Stochastic Models for Natural ImagesMay 3, 2002
It is exciting that SIAM has now recognized imaging science as a major area, has canonized it as an official branch of applied mathematics. Looking over the program for the Boston meeting, we see some of the major themes: (a) image enhancement (deblurring, denoising, super-resolution), (b) image compression, (c) 3D scene reconstruction from images, and (d) object recognition. These areas represent a merging of the fields of image processing and computer vision. What is not so apparent is where statistics fits in. One can make the case that imaging science is really a branch of applied Bayesian statistics, an area that we at Brown like to call "pattern theory," following the pioneering work of Ulf Grenander.
Statistics has dominated the field of speech recognition since the 70s, with the early success of hidden Markov models. It began to appear in vision in the mid-80s, with, for example, S. and D. Geman's application of statistical mechanical ideas like the Ising model to image analysis. But only recently have people begun to assemble the massive datasets needed to study the raw statistics of images properly, and to craft stochastic models to fit subtle patterns like the characteristic deformations of shapes and the grammatical assembly of image primitives into whole objects.

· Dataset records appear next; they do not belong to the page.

PR #10168, opened 2026-08-27
AWS: build IKE phase 1 proposals from phase 1, and drop integrity for AEAD

gh-ajinks:
Two defects in `VpnConnection`'s IKE/IPsec conversion, both of which stop a correctly configured VPN from negotiating.

### Phase 1 proposals are built from the phase 2 algorithms

```java
for (Value ikePfs : ipsecTunnel.getIkePerfectForwardSecrecy()) {
  for (Value authAlgorithm : ipsecTunnel.getIpsecAuthProtocol()) {
    for (Value encryptionAlgorithm : ipsecTunnel.getIpsecEncryptionProtocol()) {
```

Those are the same two accessors the phase 2 builder uses. `IpsecTunnel` parses both phases correctly from `TunnelOptions`, but `getIkeAuthProtocol()` and `getIkeEncryptionProtocol()` are then read nowhere in `main/` — the phase 1 values are dead. Only the DH group loop uses a phase 1 field, which is why the group numbers look right while the algorithms do not.

A VPN configured with

| | Encryption | Integrity | DH |
|---|---|---|---|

The first part of my talk described some of the complexities of raw image statistics, including (a) the high-kurtosis, non-Gaussian nature of image filter responses, (b) the scaling self-similarity of image statistics, and (c) the characteristic local geometric structures (edges, bars, and blobs) of images. The scaling self-similarity of the probability measure defining the class of natural images has a remarkable consequence: In the continuous limit, images cannot be modeled as functions at all, but must be taken as generalized functions---distributions in the sense of Schwartz. This is so because there is no self-similar stationary probability measure on the space of locally integrable functions (even mod constants). This theorem reflects a nasty fact about the world: It is cluttered. The high kurtosis, on the other hand, reflects another basic fact: The world is made up of discrete objects, generating signals with discontinuities. Finally, the stereotyped local structure is an idea that goes back to Julesz's "textons" and Marr's "primal sketch." But only now can we begin to quantify this intuition. Work of Ann Lee, which begins to carry out this quantification, was also described in my talk.
The second part of the talk dealt with one approach to constructing stochastic models of "shape," based on fluid mechanics. In the 60s, Arnold discovered that the solutions of Euler's equation for incompressible ideal fluids can be interpreted as geodesics on the infinite-dimensional group of volume-preserving diffeomorphisms. Grenander and Miller proposed the use of modified Riemannian metrics on the full group of diffeomorphisms to model the deformations encountered in anatomy, e.g., in MRI images. Their metric gives rise to flows that solve a regularized form of the Euler equation for compressible fluids. This approach connects with work of Kendall and Bookstein on the statistical theory of shape, but gives it a better mathematical foundation.
David Mumford is a professor of applied mathematics at Brown University.